"""

PR #8426, opened 2018-12-12
[WiP] PR: Add a menu entry to select between available color schemes 

### LINKED ISSUE #8317: Feature Request: Keyboard Shortcut for Dark/Light background
### Issue Report Checklist

* **N/A** Could not reproduce inside ``jupyter qtconsole`` (if console-related)
* **N/A** Tried basic troubleshooting (if a bug/error)

## Problem Description

I generally prefer working with a dark background on the editor (I use the Spyder Dark colour scheme).  However, when working with others or showing work on a big screen / projector, it's useful to have a quick method of switching to a light background (e.g. Spyder colour scheme).  It would be really nice if a keyboard shortcut could be set up to switch between two specified colour schemes.

1. Go to keyboard shortcuts configuration page
2. Search in vain for anything colour scheme related
3. 

## Versions

* Spyder version: 3.3.1
* Python version: 3.7.1
* Qt version: 5.6.2
* PyQt version: 5.6

(P.S. If you're suggesting in the template that people go to Help...About Spyder for this information, it would be really nice if it was copy-able for pasting in here rather than having to type it and risk making a mistake)

### Dependencies

```
IPython >=4.0     :  7.1.1 (OK)
cython >=0.21     :  0.29 (OK)
jedi >=0.9.0      :  0.13.1 (OK)
matplotlib >=2.0.0:  2.2.2 (OK)
numpy >=1.7       :  1.15.3 (OK)
qtconsole >=4.2.0 :  4.4.2 (OK)
sphinx >=0.6.6    :  1.8.1 (OK)
sympy >=0.7.3     :  1.3 (OK)
```

chends888:
## Description of Changes
I added two options in the 'Source menu' for alternating between two schemes, Spyder and Spyder Dark. This is a bit hardcoded, I could improve (like making the two opting merge into one, making spyder check the current scheme and applying the oposite color) in case reviewers get interested  :D

spyderissue8317

### Issue(s) Resolved

Fixes #8317 

### Affirmation

I certify the above statement is true and correct: Chends888

### DIFF
--- a/spyder/plugins/editor/plugin.py
+++ b/spyder/plugins/editor/plugin.py
@@ -1082,6 +1082,17 @@ class Editor(SpyderPluginWidget):
                                       _("Remove trailing spaces"),
                                       triggered=self.remove_trailing_spaces)
 
+        darkscheme_action = create_action(self,
+                                      _("Change scheme to dark mode"),
+                                      tip=_("Set editor scheme to "
+                                      "'Spyder Dark'"),
+                                      triggered=self.change_scheme_todark)
+
+        whitescheme_action = create_action(self,
+                                      _("Change scheme to white mode"),
+                                      tip=_("Set editor scheme to 'Spyder'"),
+                                      triggered=self.change_scheme_towhite)
+
         # Checkable actions
         showblanks_action = self._create_checkable_action(
                 _("Show blank spaces"), 'blank_spaces', 'set_blanks_enabled')
@@ -1231,6 +1242,8 @@ class Editor(SpyderPluginWidget):
                                show_classfunc_dropdown_action,
                                showcode_analysis_pep8_action,
                                trailingspaces_action,
+                               darkscheme_action,
+                               whitescheme_action,
                                fixindentation_action,
                                MENU_SEPARATOR,
                                self.todo_list_action,
@@ -2416,6 +2429,18 @@ class Editor(SpyderPluginWidget):
         self.switch_to_plugin()
         editorstack = self.get_current_editorstack()
         editorstack.fix_indentation()
+
+    @Slot()
+    def change_scheme_todark(self):
+        "Changes current editors to 'Spyder Dark' scheme"
+        for editorstack in self.editorstacks:
+                editorstack.set_color_scheme('spyder/dark')
+
+    @Slot()
+    def change_scheme_towhite(self):
+        "Changes current editors to 'Spyder' scheme"
+        for editorstack in self.editorstacks:
+                editorstack.set_color_scheme('spyder')
 
     #------ Cursor position history management
     def update_cursorpos_actions(self):


jnsebgosselin:
Thank you very much for your PR!

However, I think @ccordoba12 idea's to fix this was to "add an entry to the Source menu with all color schemes available so users can easily select from them." Not 2 entries for switching between a dark or light scheme.

ccordoba12:
> However, I think @ccordoba12's idea was to "add an entry to the Source menu with all color schemes available so users can easily select from them", not to add an option for switching between a dark or light scheme.

Yes, that was my suggestion because there's no single dark or light color scheme we could go to.

chends888:
Nice, thanks for the feedback, I can work on that the next few days if you're interested on seeing a list of current schemes on the _Source Menu_. Just let me know if it'll really be useful for Spyder

CAM-Gerlach:
As others have noted, realistically the way to implement this is a submenu in the Source menu showing all available color schemes. However, I'm not sure if it'd really be worth doing, in terms of addressing the use case requested by @abudden , which was a quick way to switch between light and dark syntax themes. 

First, the user would still have to open the menu, navigate to the submenu, and scroll through the (soon to be much longer, thanks to #8381 ) list of schemes to find the one they want, and do the same thing to switch back; meanwhile, tapping ``Ctrl-Alt-Shift-P`` to summon preferences, selecting the scheme from a menu and hitting apply doesn't take all that much longer.

This is particularly true in light of the (at least on my machine) 20-30 second delay needed to apply the scheme, so the at most a few seconds it would save are inconsequential, to say nothing of the full restart required to actually switch from the light to the dark mode and back (which would presumably be the case if the user switched from a light to a dark theme as the original reporter wanted to with the UI Theme set to ``Automatic``, unless this has special logic to override that (which could even cause user confusion later). Therefore, unless the huge time lag can be resolved (even cutting it by 1/2 would save more time than a submenu vs. preferences), I'm not sure I understand how this really adds value for the stated use case.

jnsebgosselin:
> Nice, thanks for the feedback, I can work on that the next few days if you're interested on seeing a list of current schemes on the Source Menu. Just let me know if it'll really be useful for Spyder

Just to be sure, what we are talking about is adding a single subemenu named *Color schemes* to the *Source* menu, not adding the complete list directly to the *Source* menu.

I think this is worth it and would be a nice addition to Spyder if you have the time to do it.

CAM-Gerlach:
> adding a single subemenu named Color schemes to the Source menu

That was my impression as well; adding all the syntax highlighting schemes (especially after #8381 ) would might not even fit on the screen (at least for 720p). I guess my objection is I don't see the point of a feature that saves negligible time relative to the switching overhead and adds edge cases and therefore potential bugs (needs to handle Color Scheme Automatic and switching from light to dark, stay in sync with prefs changes, etc) , when e.g. optimizing the scheme switching routine to not take 20-30 seconds is likely going to save far more time for users than a few seconds opening preferences. However, there isn't *really* a harm in it if implemented correctly, other than adding one more item in an already very messy Source menu.

Also, if we do it, it should be named ``Syntax highlighting scheme`` for clarity, consistency and idiomatic correctness.

jnsebgosselin:
@CAM-Gerlach The relevance of this feature was kind of already established in the associated Issue. Your arguments are admissible though, so maybe they could be synthesized a little and added to the Issue, so that we can try to keep the PR focused more on the implementation details instead.

CAM-Gerlach:
> The relevance of this feature was kind of already established in the associated Issue. 

My argument is that this _implementation_ (submenu for all color schemes in the source menu, no shortcuts) as it stands doesn't solve the issue discussed in  #8381 , wanting to be able to more quickly toggle between dark and light syntax themes, unless it can reduce the massive delay (~10 seconds on a clean prefs file, 20-30s on a dirty one, if the results on my i7/4core/8thread/24GB/SSD/Windows machine are representative) needed to apply a theme. Furthermore, in my testing, opening the preferences with the existing shortcut, selecting the theme, and hitting enter/okay took essentially the same time as navigating to the Source menu, moving to the submenu, finding the theme in the (soon to be much longer) list (I simulated it with an appropriate length warnings/errors list), and clicking it both took between 5-6 seconds per attempt, averaged over 3 attempts each with one practice run (excluding the compute time to apply the syntax theme). Therefore, I assert that it seems this implementation as it stands now (without shortcuts, pruning the displayed theme list to the ~5 most recently used themes, or speeding up the time needed to apply a theme) does not seem to fulfill the quite valid use case outlined in the issue, and @ mentioned the requester of the feature so they could comment for themselves as to whether it does.

jnsebgosselin:
I quite got your point the first time you posted thank you. Repeating the same argument over and over again with that level of unnecessary details is a waste of my time and yours and is quite irritating.

The very idea you are objecting to was proposed by @ccordoba12 in Issue #8317 as a valid solution to solve the problem and **no one** has objected to that over there... So this PR should have been very straightforward, with maybe a suggestion or two to improve it, like your idea of list pruning. The only reason I posted here in the first place was because the implementation was not respecting what it was agreed and discussed in the issue.

ccordoba12:
> What will be very helpful is a convenient way to switch between dark mode and light mode by user base on the time or the environment. Maybe one can select one color scheme as the default light mode and one as the default dark mode.

The idea is kind of interesting but I don't know how to implement it graphically and how other people (who doesn't know the context or the purpose of that) would understand the meaning of *default* light and dark themes.

----

In all fairness (and with my sincere apologies to @chends888), I think we should stop here and not implement this feature (at least with my initial suggestion) given @CAM-Gerlach's and @gepcel's remarks.

Besides, @gepcel's initial remark was that this would be useful to do presentations. So, unless you give presentations like crazy, I think it's simpler and more intuitive to simply go to Preferences and select your scheme there.

jnsebgosselin:
> I think we should stop here and not implement this feature (at least with my initial suggestion) given @CAM-Gerlach's and @gepcel's remarks.

I agree with this. I think Issue #8317 is still a valid one though and we should all go back brainstorming over there. Maybe we can find a better solution.

jnsebgosselin:
Thank you @CAM-Gerlach, it is much appreciated!

ccordoba12:
Sorry for making you waste your time @chends888.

"""

• [PROBLEM DESCRIPTION]: Return exactly, and only, the lines from the start of the listing through the line with "spyderissue8317".

• [EXERCISE ANSWER]:
PR #8426, opened 2018-12-12
[WiP] PR: Add a menu entry to select between available color schemes 

### LINKED ISSUE #8317: Feature Request: Keyboard Shortcut for Dark/Light background
### Issue Report Checklist

* **N/A** Could not reproduce inside ``jupyter qtconsole`` (if console-related)
* **N/A** Tried basic troubleshooting (if a bug/error)

## Problem Description

I generally prefer working with a dark background on the editor (I use the Spyder Dark colour scheme).  However, when working with others or showing work on a big screen / projector, it's useful to have a quick method of switching to a light background (e.g. Spyder colour scheme).  It would be really nice if a keyboard shortcut could be set up to switch between two specified colour schemes.

1. Go to keyboard shortcuts configuration page
2. Search in vain for anything colour scheme related
3. 

## Versions

* Spyder version: 3.3.1
* Python version: 3.7.1
* Qt version: 5.6.2
* PyQt version: 5.6

(P.S. If you're suggesting in the template that people go to Help...About Spyder for this information, it would be really nice if it was copy-able for pasting in here rather than having to type it and risk making a mistake)

### Dependencies

```
IPython >=4.0     :  7.1.1 (OK)
cython >=0.21     :  0.29 (OK)
jedi >=0.9.0      :  0.13.1 (OK)
matplotlib >=2.0.0:  2.2.2 (OK)
numpy >=1.7       :  1.15.3 (OK)
qtconsole >=4.2.0 :  4.4.2 (OK)
sphinx >=0.6.6    :  1.8.1 (OK)
sympy >=0.7.3     :  1.3 (OK)
```

chends888:
## Description of Changes
I added two options in the 'Source menu' for alternating between two schemes, Spyder and Spyder Dark. This is a bit hardcoded, I could improve (like making the two opting merge into one, making spyder check the current scheme and applying the oposite color) in case reviewers get interested  :D

spyderissue8317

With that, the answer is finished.